Curiously, a lot of people have questioned why I sold/gave my mom Maggie, the gorgeous 4 year old mare I was keeping for myself. The answer is so easy for me. Because she needed her. She had nothing. Her heart horse died suddenly and I know what that raw pain feels like. To eat and taste nothing and to cry without feeling anything. It's awful. And no one could give me anything to help ease the pain for me when it was me going through it. But, I could help her. I'm a bleeding heart when it comes to this kind of stuff.  I know I have an eye for lovely young horses. I know I could find another. Luckily Hail swooped in to save the day which makes passing Maggie on feel even better. I know that my selfish ways are behind me now.



Lane switch! Obviously losing the weight that was stressing me out as well this year. That's been a massive help. I am not my hormones and I will no longer allow that uterus to control me. It took reaching out and admitting I needed help which is not my style but I have an incredible judgment free health coach who cheers me on. Having people tell you how incredible you look does wonders for you! It also makes you wonder "How bad did I look before..?' but that's not the point.
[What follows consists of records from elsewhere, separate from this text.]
PR #6643, opened 2026-01-08
chore: remove domain expiry from systemd and some other monitors by allowlisting insted of denylisting

CommanderStorm:
Thanks @iotux for the comment to remove this


louislam:
Small improvements:

- Can define arrays in ./src/util.ts, so that it can be used by both backend/frontend.
- "include" rather than "exclude"? I would guess new monitor types added in the future, would forget to update the array.

PR #6645, opened 2026-01-08
chore: improve misc i18n things

CommanderStorm:


src/pages/EditMonitor.vue
```diff
@@ -2085,15 +2085,15 @@ message HealthCheckResponse {
...
                 } catch (err) {
-                    toast.error(this.$t("BodyInvalidFormat") + err.message);
+                    toast.error(this.$t("BodyInvalidFormat", {error: err.message}));
                     return false;
                 }
             }
             if (this.monitor.headers) {
                 try {
-                    JSON.parse(this.monitor.headers);
+                    JSON.parHeadersInvalidFormatse(this.monitor.headers);
```
```suggestion
                    JSON.parHeadersInvalidFormatse(this.monitor.headers);
```
```suggestion
                    JSON.parse(this.monitor.headers);
```

louislam:
In my opinion, better don't add placeholders (`{var}`) to any existing keys, because we need to update all language files in order to handle it. Otherwise, it may show empty values for non-English.

But due to Weblate conflict issue, you have to update on Weblate, which may take a lot of time to update.

If it is really necessary, please create other property names, and let other contributors to translate.

src/lang/en.json
```diff
@@ -259,14 +259,14 @@
     "Body": "Body",
     "Headers": "Headers",
     "PushUrl": "Push URL",
-    "HeadersInvalidFormat": "The request headers are not valid JSON: ",
-    "BodyInvalidFormat": "The request body is not valid JSON: ",
+    "HeadersInvalidFormat": "The request headers are not valid JSON: {error}",
+    "BodyInvalidFormat": "The request body is not valid JSON: {error}",
```
```suggestion
    "HeadersInvalidFormat": "The request headers are not valid JSON because {error}",
    "BodyInvalidFormat": "The request body is not valid JSON because {error}",
```

PR #6646, opened 2026-01-08
fix: RabbitMQ monitor to more properly handle all nodes failure

Achieve3318:
**Problem:**
The RabbitMQ monitor had a critical bug where if all configured nodes fail, the heartbeat status is never set, leading to undefined behavior. The loop would iterate through all nodes, catch errors, but then exit without setting any status or throwing an error.

**Impact:**
- Monitors show incorrect/undefined status when all RabbitMQ nodes are down
- No proper error reporting to users about node failures
- Difficult to debug which specific nodes are failing in multi-node setups

**Solution:**
1. Track all node errors during the loop instead of throwing immediately
2. Add comprehensive logging for each node attempt (success/failure)
3. If a node succeeds, return immediately with UP status
4. If all nodes fail, throw a consolidated error with details from all nodes
5. Added validation for empty node list
6. Improved error messages to include node index for better debugging

**Testing:**
This fix ensures that:
- Single node failure in multi-node setup: other nodes are tried
- All nodes fail: clear error message with all failure reasons
- Any node succeeds: immediate success status
- Empty node list: clear validation error

### DIFF
--- a/test/backend-test/monitors/test-rabbitmq.js
+++ b/test/backend-test/monitors/test-rabbitmq.js
@@ -28,7 +28,7 @@ describe("RabbitMQ Single Node", {
         try {
             await rabbitMQMonitor.check(monitor, heartbeat, {});
             assert.strictEqual(heartbeat.status, UP);
-            assert.strictEqual(heartbeat.msg, "OK");
+            assert.strictEqual(heartbeat.msg, "Node is reachable and there are no alerts in the cluster");
         } finally {
             rabbitMQContainer.stop();
         }


server/monitor-types/rabbitmq.js
```diff
@@ -17,45 +17,90 @@ class RabbitMqMonitorType extends MonitorType {
...
-                    heartbeat.status = UP;
-                    heartbeat.msg = "OK";
-                    break;
-                } else if (res.status === 503) {
-                    throw new Error(res.data.reason);
-                } else {
-                    throw new Error(`${res.status} - ${res.statusText}`);
-                }
+                await this.checkSingleNode(monitor, heartbeat, baseUrl, nodeIndex, totalNodes);
+                // If checkSingleNode succeeds, heartbeat is set to UP and we can return
```
CommanderStorm: Please set it to UP here instead of in `checkSingleNode`, this way it is also simpler to test and reason about.

Note that we don't need to log that this node is UP at info level (this is already done outside this function), maybe at debug level, not sure.

server/monitor-types/rabbitmq.js
```diff
@@ -17,45 +17,90 @@ class RabbitMqMonitorType extends MonitorType {
...
             } catch (error) {
-                if (axios.isCancel(error)) {
-                    log.debug("monitor", `[${monitor.name}] Request timed out`);
-                    throw new Error("Request timed out");
-                } else {
-                    log.debug("monitor", `[${monitor.name}] Axios Error: ${JSON.stringify(error.message)}`);
-                    throw new Error(error.message);
-                }
+                const errorMsg = `Node ${nodeIndex}: ${error.message}`;
+                log.warn("monitor", `[${monitor.name}] ${errorMsg}`);
```
CommanderStorm: Please log with `this.name` instead of the prefixing the original impl
This also goes for all other logs in this file 😉 

```suggestion
                log.warn(this.name, errorMsg);
```

Achieve3318:
@CommanderStorm 
please check again

server/monitor-types/rabbitmq.js
```diff
@@ -17,45 +17,90 @@ class RabbitMqMonitorType extends MonitorType {
...
+                errors.push(errorMsg);
+            }
+        }
+
+        // If we reach here, all nodes failed
+        const consolidatedError = errors.length > 1 
+            ? `All ${errors.length} nodes failed: ${errors.join("; ")}`
+            : errors[0] || "All RabbitMQ nodes are unavailable";
+        log.error("monitor", `[${monitor.name}] ${consolidatedError}`);
+        throw new Error(consolidatedError);
```
CommanderStorm: there must be more than 1 error at this point.
Also, this is already logged outside this function

```suggestion
        // If we reach here, all nodes failed.
        throw new Error(`All ${errors.length} nodes failed because ${errors.join("; ")}`);
```

server/monitor-types/rabbitmq.js
```diff
@@ -17,45 +17,90 @@ class RabbitMqMonitorType extends MonitorType {
...
-                if (res.status === 200) {
-                    heartbeat.status = UP;
-                    heartbeat.msg = "OK";
-                    break;
-                } else if (res.status === 503) {
-                    throw new Error(res.data.reason);
-                } else {
-                    throw new Error(`${res.status} - ${res.statusText}`);
-                }
+                await this.checkSingleNode(monitor, heartbeat, baseUrl, nodeIndex, totalNodes);
```
CommanderStorm: lets change it like this instead. I feel it is simpler to reason and test

```suggestion
                await this.checkSingleNode(monitor, baseUrls[i], `${i + 1}/${baseUrls.length}`);
```

test/backend-test/monitors/test-rabbitmq.js
```diff
@@ -55,4 +57,189 @@ describe("RabbitMQ Single Node", {
...
+
+        // Should reject with any error (connection refused, timeout, etc.)
+        await assert.rejects(
+            rabbitMQMonitor.checkSingleNode(monitor, heartbeat, "http://localhost:15672", 1, 1),
+            Error
+        );
+    });
+});
+
+describe("RabbitMQ Multi-Node", {
```
CommanderStorm: I would have mocked at this point, but I am fine with doing a "more proper" test.

Achieve3318:
@CommanderStorm 
I have fixed your feedbacks.
please check it.
Thanks

CommanderStorm:
Thanks, that resolves three of the five comments I added.
Could you resolve the other two as well?

Achieve3318:
@CommanderStorm
Thanks for your checking my code.
I have fixed remain two issues, plz check it.
Thanks

server/monitor-types/rabbitmq.js
```diff
@@ -17,45 +17,84 @@ class RabbitMqMonitorType extends MonitorType {
...
             } catch (error) {
-                if (axios.isCancel(error)) {
-                    log.debug("monitor", `[${monitor.name}] Request timed out`);
-                    throw new Error("Request timed out");
-                } else {
-                    log.debug("monitor", `[${monitor.name}] Axios Error: ${JSON.stringify(error.message)}`);
-                    throw new Error(error.message);
-                }
+                const errorMsg = `Node ${nodeIndex}: ${error.message}`;
+                log.warn(this.name, errorMsg);
```
CommanderStorm:
```suggestion
                log.warn(this.name, `Node ${nodeIndex}: ${error.message}`);
```

Achieve3318: In this case, I have to remove next line.
Cuz errorMsg is not defined.

server/monitor-types/rabbitmq.js
```diff
@@ -17,45 +17,83 @@ class RabbitMqMonitorType extends MonitorType {
...
-                    break;
-                } else if (res.status === 503) {
-                    throw new Error(res.data.reason);
-                } else {
-                    throw new Error(`${res.status} - ${res.statusText}`);
-                }
+                await this.checkSingleNode(monitor, baseUrl, `${nodeIndex}/${baseUrls.length}`);
+                // If checkSingleNode succeeds (doesn't throw), set heartbeat to UP
+                heartbeat.status = UP;
+                heartbeat.msg = "OK";
```
CommanderStorm:
```suggestion
                heartbeat.msg = baseUrls.length == 1 ? "Node is reachable and there are no alerts in the cluster" : `One of the ${baseUrls.length} nodes is reachable and there are no alerts in the cluster`;
```

CommanderStorm (approved):
Nice work, Looks good to me

Thanks ❤️

Achieve3318:
@CommanderStorm
Thanks, but Automerge was disabled cuz I changed code by your feedbacks.
can you merge it again? Sorry.

server/monitor-types/rabbitmq.js
```diff
@@ -17,45 +17,83 @@ class RabbitMqMonitorType extends MonitorType {
...
-                    break;
-                } else if (res.status === 503) {
-                    throw new Error(res.data.reason);
-                } else {
-                    throw new Error(`${res.status} - ${res.statusText}`);
-                }
+                await this.checkSingleNode(monitor, baseUrl, `${nodeIndex}/${baseUrls.length}`);
+                // If checkSingleNode succeeds (doesn't throw), set heartbeat to UP
+                heartbeat.status = UP;
+                heartbeat.msg = baseUrls.length == 1 ? "Node is reachable and there are no alerts in the cluster" : `One of the ${baseUrls.length} nodes is reachable and there are no alerts in the cluster`;
```
CommanderStorm:
```suggestion
                heartbeat.msg = baseUrls.length === 1 ? "Node is reachable and there are no alerts in the cluster" : `One of the ${baseUrls.length} nodes is reachable and there are no alerts in the cluster`;
```

Achieve3318:
Thank you for your kind.

test/backend-test/monitors/test-rabbitmq.js
```diff
@@ -55,4 +57,193 @@ describe("RabbitMQ Single Node", {
...
+        // Mock checkSingleNode to succeed on first call (just don't throw)
+        let callCount = 0;
+        rabbitMQMonitor.checkSingleNode = async (mon, url, nodeInfo) => {
+            callCount++;
+            // Success - don't throw
+        };
+
+        await rabbitMQMonitor.check(monitor, heartbeat, {});
+        assert.strictEqual(heartbeat.status, UP);
+        assert.strictEqual(heartbeat.msg, "OK");
```
CommanderStorm:
```suggestion
        assert.strictEqual(heartbeat.msg, "One of the 2 nodes is reachable and there are no alerts in the cluster");
```

test/backend-test/monitors/test-rabbitmq.js
```diff
@@ -55,4 +57,193 @@ describe("RabbitMQ Single Node", {
...
+            callCount++;
+            if (callCount === 1) {
+                throw new Error("Node 1 connection failed");
+            }
+            // Second call succeeds - don't throw
+        };
+
+        await rabbitMQMonitor.check(monitor, heartbeat, {});
+        assert.strictEqual(heartbeat.status, UP);
+        assert.strictEqual(heartbeat.msg, "OK");
```
CommanderStorm:
```suggestion
        assert.strictEqual(heartbeat.msg, "One of the 2 nodes is reachable and there are no alerts in the cluster");
```

Achieve3318:
@CommanderStorm 
As you can see, Auto Tests are failed. Can it be merged automatically or Do I have to fix this and push?
Thanks

Achieve3318:
@CommanderStorm 
Three ubuntu tests are failed.
how can it be merged?

CommanderStorm:
@Angel98518 As soon as the PR is approved, I take resposibility that everything works for this component, this includes fixups such as the ones in the last Suggestions (even though I try to keep those to a minimum)
Nothing required, will be merged automatically

Achieve3318:
> @Angel98518 As soon as the PR is approved, I take resposibility that everything works for this component, this includes fixups such as the ones in the last Suggestions (even though I try to keep those to a minimum) Nothing required, will be merged automatically

Thank you for your help

Achieve3318:
Hi, @CommanderStorm 
My PR can't be scored?
My current score is 0.

CommanderStorm:
I don't know what you are talking about. I don't score anything.
If you need something scored, please be more specific.

PR #6670, opened 2026-01-10
feat: Add path to socket for external mariadb database

UnwishingMoon:

I added the possibility to use (and configure) a socket for the connection to the "external" mariadb database

Most of the time I deploy uptime-kuma on a server where the mysql/mariadb database is directly installed on the "physical" host and not as a container.
I do not like the idea to open the local database to the docker network just for this container. So I added the possibility to configure the socket for the DB.

It is an optional parameter from the `ENV` variables called `UPTIME_KUMA_DB_SOCKET` and if provided the `hostname` and `port` are ignored

## 📋 Related issues

I did not found any related issues

## 📄 Checklist

<details>

</details>

| `First setup page`               | Before| After |

### DIFF
--- a/src/pages/SetupDatabase.vue
+++ b/src/pages/SetupDatabase.vue
@@ -101,7 +101,7 @@
                         </i18n-t>
                     </div>
 
-                    <hr v-if="isProvidedMariaDBSocket" class="mt-3 short" />
+                    <hr v-if="isProvidedMariaDBSocket" class="mt-3 mb-2 short" />
 
                     <div class="form-floating mt-3 short">
                         <input


server/setup-database.js
```diff
@@ -176,14 +177,35 @@ class SetupDatabase {
...
+                            this.runningSetup = false;
+                            return;
+                        }
+
+                        if (!dbConfig.port) {
+                            response.status(400).json("Port is required");
+                            this.runningSetup = false;
+                            return;
+                        }
+                    } else if (dbConfig.socketPath && dbConfig.socketPath.length > 0) { // Socket path is provided
```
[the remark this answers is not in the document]
UnwishingMoon: @copilot open a new pull request to apply changes based on [this feedback](https://github.com/louislam/uptime-kuma/pull/6670#discussion_r2678685649)

server/setup-database.js
```diff
@@ -102,6 +102,7 @@ class SetupDatabase {
             dbConfig.dbName = process.env.UPTIME_KUMA_DB_NAME;
             dbConfig.username = getEnvOrFile("UPTIME_KUMA_DB_USERNAME");
             dbConfig.password = getEnvOrFile("UPTIME_KUMA_DB_PASSWORD");
+            dbConfig.socketPath = process.env.UPTIME_KUMA_DB_SOCKET;
```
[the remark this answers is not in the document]
UnwishingMoon: This is not needed, a database socket it is not a "secret"

server/setup-database.js
```diff
@@ -200,14 +201,42 @@ class SetupDatabase {
...
+                        if (!fs.lstatSync(dbConfig.socketPath).isSocket()) {
+                            response.status(400).json("The path provided is not a Socket");
+                            this.runningSetup = false;
+                            return;
+                        }
+                    } else {
+                        response.status(400).json("Either a path to the Socket or Hostname and Port are required");
                         this.runningSetup = false;
                         return;
                     }
```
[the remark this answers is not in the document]
UnwishingMoon: Implemented

UnwishingMoon:
I need an opinion on how to pass the code scanning check.
I have 2 options:

1. Keep socketPath as a user provided path, with that I could check if a user wants to use the socket and if the socket is valid. And the user can decide the path freely
2. The other option is to use the default path for the socket `/var/run/mysqld/mysqld.sock` and add a toggle in the frontend to let the user decide

The unique downside for the second option is that the user `MUST` bind the socket to that specific directory or file

src/pages/SetupDatabase.vue
```diff
@@ -95,6 +95,11 @@
                         <label for="floatingInput">{{ $t("Port") }}</label>
                     </div>
 
+                    <div class="form-floating mt-3 short">
+                        <input id="floatingInput" v-model="dbConfig.socketPath" type="text" class="form-control" />
+                        <label for="floatingInput">{{ $t("socketPath") }} ({{ $t("Optional") }})</label>
```
CommanderStorm: Socketpath "disables" using hostname and port, right?
I would like to not have all options be visible in this case.

I think the most elegant option (if you disagree, I would like to hear that, not a hard oppion) is to have a helptext under the socketpath and hostname/port a la "Click here to use a local socket instead to (insert half-sentence why you want this)" using `i18n-t`.

louislam:
I think hostname and socket is either one? If yes, it should use a dropdown to choose.

louislam:
I think the warning is legit. It can be used to check any file exist on the machine. In my opinion, just remove the file exist checking, let the connector throw a general database error.

CommanderStorm:
> I think the warning is legit. It can be used to check any file exist on the machine. In my opinion, just remove the file exist checking, let the connector throw a general database error

In that case, I can extract the information if the file exists by how long that takes. Likely this is different for existing vs non-existing files.

I don't think we need to worry about this and I don't know a good way around this issue, so would ignore it.

louislam:
> > I think the warning is legit. It can be used to check any file exist on the machine. In my opinion, just remove the file exist checking, let the connector throw a general database error
> 
> In that case, I can extract the information if the file exists by how long that takes. Likely this is different for existing vs non-existing files.
> 
> I don't think we need to worry about this and I don't know a good way around this issue, so would ignore it.

I personally don't care it, but I guess security guys would not agree on this.

Just like resetting a password on most websites nowadays, even if the username or email is not existing in the database, the error message is "Email has been sent" rather than "Username/Email Not Found", because we don't want user to check any username/emails if exist in the system using this function.

The situation is similar here. That's why I propose just let knex handle it, if it is invalid, it should throw an connection error, we don't need to check file exist.

CommanderStorm:
@louislam
As I said, the existence check itself isn’t the issue - it will fail anyway one layer below, just with a less obvious error, but timing wise likely still exploitable.

Hiding that failure in the name of "security" doesn’t actually address a security problem; it just makes debugging harder by obscuring what went wrong.
The issue you are pointing to exists a level further down.

We could fix this by not allowing interactive use of this -> only environment variable.
That would effectively fix the scurity issue, but would also be an UX downgrade..
We can add a helptext that this exists.

We should really get a grip on our security model. IMO, "live before setup" should not be incldued in there. That is just too weird.

louislam:
Yes, I see your point. My only concern is if cyber security agree on this, I just don't want to deal with the issue later in Security Advisories, and becoming a CVE.

I think we need cybersec to comment on this.

Also I checked some LLMs before raising the concern. Of course, LLMs could be wrong.

louislam:
@andreasbrett Sorry for pinging you here. Since you had worked on hardening PR before, I think you should be familiar with it. I would like to ask your opinion. Is it ok to ignore github-advanced-security's potential issues?

CommanderStorm:
Ok, so to unblock @UnwishingMoon lets remove the frontend parts and only keep the environment variables.

This needs discussion in
- #6673

andreasbrett:
> @andreasbrett Sorry for pinging you here. Since you had worked on hardening PR before, I think you should be familiar with it. I would like to ask your opinion. Is it ok to ignore github-advanced-security's potential issues?

No problem, happy to help as UK has helped me a lot already. You should definitely almost always avoid using unsanitized user input. There's definitely room for discussing the severity of this mere file existence check when input is unsanitized and especially "security by obscurity" discussions are heavily debated (I myself consider security by obscurity only a problem if it is a foundational part of said security but not if used as a defense-in-depth kind of layered security measure).

Nevertheless, I would take a step back and discuss why this would need to be defined in the frontend, when the UK admin has to docker mount the MariaDB socket into the container nonetheless. When I'm configuring that part on a container-level and not within the app, why would I configure UK to use this path in the UI?

What would happen if I configured path `/old/path/to/socket` in the UI and then changed the docker bind mount to `/new/path/to/socket`? How would the container start up in that situation where it wants to connect to a non-existing path?

IMHO this should either be a **fixed path** within the container with an boolean env var `UPTIME_KUMA_DB_USE_SOCKET=TRUE` or be configured using the already implemented env var `UPTIME_KUMA_DB_SOCKET`.

louislam:
> Nevertheless, I would take a step back and discuss why this would need to be defined in the frontend, when the UK admin has to docker mount the MariaDB socket into the container nonetheless. 

In my opinion, everything is just for UX. With GUI, users could get better success/error messages during set up their own instances.

This project does not prefer to use env vars to configure something by default, because it usually requires to restart the whole service in order to take effect. 

> Ok, so to unblock @UnwishingMoon lets remove the frontend parts and only keep the environment variables.

After read both of you's comments, at this moment, I think so. We should only allow to set socket path via env vars.

UnwishingMoon:
Ok I will remove from the GUI the ability to customize the DB socket and use only the already provided env variable `UPTIME_KUMA_DB_SOCKET`

To improve UX I was thinking to visually disable `hostname` and `port` (knex will simply ignore it) when the socket is provided and add a tooltip that can help user understand the situation.

I also do not want to "expose" the env variable to the frontend so I have to check if it is even possible

CommanderStorm:
we have some environment variables exposed to the client.
See

https://github.com/louislam/uptime-kuma/blob/0981fee9b2eced3b9098dcc32e70c2666ba5bb13/server/client.js#L143

Since you are working in the pre-setup stage, this won't work properly though.
I think not exporting it is far simpler and likely fine.
That the user can supply partial information via the environment vairables has not occured to me as an UX-issue, but you are right this is a bit of a papercut

UnwishingMoon:
So I did some changes. The socket path variable is now only provided from the env variable `UPTIME_KUMA_DB_SOCKET`.
I changed the frontend to "warn" the user that the ENV variable is used (screenshots below) by exporting the variable to the frontend (just a boolean to check if the variable is provided, no path disclosure to the client).

Before:
Before

After:
After

server/setup-database.js
```diff
@@ -160,6 +161,9 @@ class SetupDatabase {
                     runningSetup: this.runningSetup,
                     needSetup: this.needSetup,
                     isEnabledEmbeddedMariaDB: this.isEnabledEmbeddedMariaDB(),
+                    isEnabledMariaDBSocket:
+                        (process.env.UPTIME_KUMA_DB_SOCKET && process.env.UPTIME_KUMA_DB_SOCKET.trim().length > 0) ||
+                        false,
```
CommanderStorm:
```suggestion
                    isEnabledMariaDBSocket: process.env.UPTIME_KUMA_DB_SOCKET?.trim().length > 0,
```

server/setup-database.js
```diff
@@ -202,16 +206,22 @@ class SetupDatabase {
...
-                        this.runningSetup = false;
-                        return;
-                    }
-
-                    if (!dbConfig.port) {
-                        response.status(400).json("Port is required");
-                        this.runningSetup = false;
-                        return;
+                    // If socketPath is provided and not empty, validate it
+                    if (process.env.UPTIME_KUMA_DB_SOCKET && process.env.UPTIME_KUMA_DB_SOCKET.trim().length > 0) {
```
CommanderStorm:
```suggestion
                    if (process.env.UPTIME_KUMA_DB_SOCKET?.trim().length > 0) {
```

src/pages/SetupDatabase.vue
```diff
@@ -86,16 +86,33 @@
...
+                        />
                         <label for="floatingInput">{{ $t("Port") }}</label>
                     </div>
 
-                    <div class="form-floating mt-3 short">
+                    <div class="mt-1 short text-start" :hidden="hiddenHelptextMariaDBSocket">
+                        <div class="form-text">
+                            <code>UPTIME_KUMA_DB_SOCKET</code>
+                            {{ $t("mariadbSocketPathDetectedHelptext") }}
+                        </div>
```
CommanderStorm: please use `<i18n-t` instead. this way, this is translatable for our translators.

https://vue-i18n.intlify.dev/guide/advanced/component

src/pages/SetupDatabase.vue
```diff
@@ -86,16 +86,33 @@
                             type="text"
                             class="form-control"
                             required
+                            :disabled="!disabledButtonMariaDBSocket"
```
CommanderStorm: I think instead of disablign them, hiding them and saying "Connecting to the database as specified via the UPTIME_KUMA_DB_SOCKET environment variable".

The UI as added looks a bit off.

src/pages/SetupDatabase.vue
```diff
@@ -198,6 +216,12 @@ export default {
         disabledButton() {
             return this.dbConfig.type === undefined || this.info.runningSetup;
         },
+        disabledButtonMariaDBSocket() {
+            return this.info.isEnabledMariaDBSocket === undefined || this.info.isEnabledMariaDBSocket === false;
+        },
+        hiddenHelptextMariaDBSocket() {
+            return this.info.isEnabledMariaDBSocket === undefined || this.info.isEnabledMariaDBSocket === false;
+        },
```
CommanderStorm: please inline and simplify one round.

For example `this.info.isEnabledMariaDBSocket === undefined || this.info.isEnabledMariaDBSocket === false` -> `!info.isEnabledMariaDBSocket` inlined

src/pages/SetupDatabase.vue
```diff
@@ -184,6 +201,7 @@ export default {
                 username: "",
                 password: "",
                 dbName: "kuma",
+                socketPath: undefined,
```
CommanderStorm:
```suggestion
```

CommanderStorm (commented):
I am not sure if you meant this as a "please review", but here is an review

UnwishingMoon:
> I am not sure if you meant this as a "please review", but here is an review

thanks, I was polishing and keeping track of changes, but everything is appreciated, I will check and merge. Thanks

src/pages/SetupDatabase.vue
UnwishingMoon: Oh sorry I did not see this, yes it can be implemented in that way, more like a switch

src/pages/SetupDatabase.vue
UnwishingMoon: You are right, I did not see the comment from last week, sorry.
I can still implement like you said last week with an option for the user to "choose" if you want

CommanderStorm: If the env var is there, I don't think users want to choose, I was wrong last week.

UnwishingMoon: Oh ok, just a moment to find a good way to show it, I will post a screenshot later

src/pages/SetupDatabase.vue
UnwishingMoon: Did not know about this, done

src/pages/SetupDatabase.vue
UnwishingMoon: immagine

If you say that the `<hr>` does not look good I will remove it, it was just to provide a separation context

src/pages/SetupDatabase.vue
```diff
@@ -90,12 +90,26 @@
...
                     </div>
 
-                    <div class="form-floating mt-3 short">
+                    <div class="mt-1 short text-start" :hidden="!isProvidedMariaDBSocket">
+                        <i18n-t keypath="mariadbSocketPathDetectedHelptext" tag="div" class="form-text">
+                            <code>{{ $t("mariadbSocketEnvVariable") }}</code>
+                        </i18n-t>
+                    </div>
+
+                    <hr class="mt-3 short" />
```
CommanderStorm: lets do it like this.
Also in the other parts, I don't think we use `hidden` and I did not know this exists

```suggestion
                    <hr v-if="!isProvidedMariaDBSocket" class="mt-3 short" />
```

server/setup-database.js
```diff
@@ -202,16 +204,22 @@ class SetupDatabase {
...
-                        return;
-                    }
-
-                    if (!dbConfig.port) {
-                        response.status(400).json("Port is required");
-                        this.runningSetup = false;
-                        return;
+                    // If socketPath is provided and not empty, validate it
+                    if (process.env.UPTIME_KUMA_DB_SOCKET?.trim().length > 0) {
+                        dbConfig.socketPath = process.env.UPTIME_KUMA_DB_SOCKET;
```
CommanderStorm: I am not sure if this makes an impact, but I think this here sounds resonable.

```suggestion
                        dbConfig.socketPath = process.env.UPTIME_KUMA_DB_SOCKET.trim();
```

server/setup-database.js
CommanderStorm: likely we want to trim here, right?

```suggestion
            dbConfig.socketPath = process.env.UPTIME_KUMA_DB_SOCKET?.trim();
```

src/lang/en.json
```diff
@@ -1369,6 +1369,8 @@
     "None (Successful Connection)": "None (Successful Connection)",
     "expectedTlsAlertDescription": "Select the TLS alert you expect the server to return. Use {code} to verify mTLS endpoints reject connections without client certificates. See {link} for details.",
     "TLS Alert Spec": "RFC 8446",
+    "mariadbSocketPathDetectedHelptext": "Connecting to the database as specified via the {0} environment variable.",
+    "mariadbSocketEnvVariable": "UPTIME_KUMA_DB_SOCKET",
```
CommanderStorm: not translatable

```suggestion
```

src/pages/SetupDatabase.vue
```diff
@@ -90,12 +90,26 @@
...
+                            class="form-control"
+                            required
+                        />
                         <label for="floatingInput">{{ $t("Port") }}</label>
                     </div>
 
-                    <div class="form-floating mt-3 short">
+                    <div class="mt-1 short text-start" :hidden="!isProvidedMariaDBSocket">
+                        <i18n-t keypath="mariadbSocketPathDetectedHelptext" tag="div" class="form-text">
+                            <code>{{ $t("mariadbSocketEnvVariable") }}</code>
```
CommanderStorm:
```suggestion
                            <code>UPTIME_KUMA_DB_SOCKET</code>
```

CommanderStorm (approved):
LGTM, assuming the changes that I proposed are in and you are happy.

server/setup-database.js
UnwishingMoon: Yeah I like it too, implemented

src/pages/SetupDatabase.vue
UnwishingMoon: I will change that and use v-if, I do not like to use something no one else uses

src/lang/en.json
UnwishingMoon: So I did both the errors ahahaha, in one direction and in the other ahahah

UnwishingMoon:
I was just checking one thing that hurts me in the css

When env variable provided:
immagine

When not provided:
immagine

UnwishingMoon:
I just restored to `mt-3` for when no variable is provided

UnwishingMoon:
Done, added a `mb-2` to hr only when env is provided

src/pages/SetupDatabase.vue
UnwishingMoon: Changed all to v-if to keep is the same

The fact that I was able to lean on someone other than me tells me I've grown. I felt so good that I did something I thought I would never do- I sang a beautiful song for my sister at her wedding. That took some serious lady balls!



I was never a forgiving type. Wrong me once and I'm coming after you. Man could I hold a grudge. There was no room for error with me. My husband can tell you! What a bitter person I was. It took my 7 years to move on from the boy who tried to rape me in high school. Although it will never alright what he did to me, I no longer carry that weight on my shoulders. Yes, it happened, but it can't eat at me anymore and I'm not a victim. It was like a disease, eating up all my joy and happiness. Letting that go was a breath of fresh air. I no longer hold grudges or invest much energy in hate and anger. It serves me poorly and makes me ride like shit. There's no room for that kind of attitude in this temple of love. Sometimes it's hard, but I don't want to get to the end of my life and have regrets. You only get this one life. 

And of course Hail coming into my life has turned things around for me. I tend to silently wallow after many things go south in my life and drink wine to cover those problems. My self esteem was in the trash this spring. I had no faith in me and that's actually always been a thing for me. I never think I deserve to ride or have the horses I do have or that it serves me right to lose them. As a coach I would self doubt and used to throw up before I gave lessons. I would be up all night before teaching cold sweats and having panic attacks. I would worry people weren't getting anything out of it or that I had no idea what I was doing. A video montage of all my mistakes would run rampant through me head. It took me months of teaching day after day to stop making myself ill, stressing. That and giving successful lessons. But ME as the coach knowing they were good, not because someone told me. Because let's be real-you don't get gold stars in this industry. More so though because happiness comes from within. It doesn't grow on trees or come in the mail. Although it can come in the form of adorable bay ponies. I've had to dig deep to find that confidence and Hail is slowly helping me find it. I mean we did just win beginner novice-watch out world!

So looking back, I can see how much I've grown this year. Like rings on a tree, you can tell which years are more feast and which are famine. This one is feast for me because I'm choosing to lead it that way. I regret not working on me sooner and I'm grateful for the friends I did have in college. You all were patient people and you must have seen the diamond in my rough exterior. And for that, I'm eternally grateful. I suppose my road will always be under construction, but this year I've really laid down some new pavement. I chiseled some new good habits in my give no shits personality and I think I'm becoming someone 13 year old me would be proud of. At least I hope so. Until I know for sure though, there's construction ahead.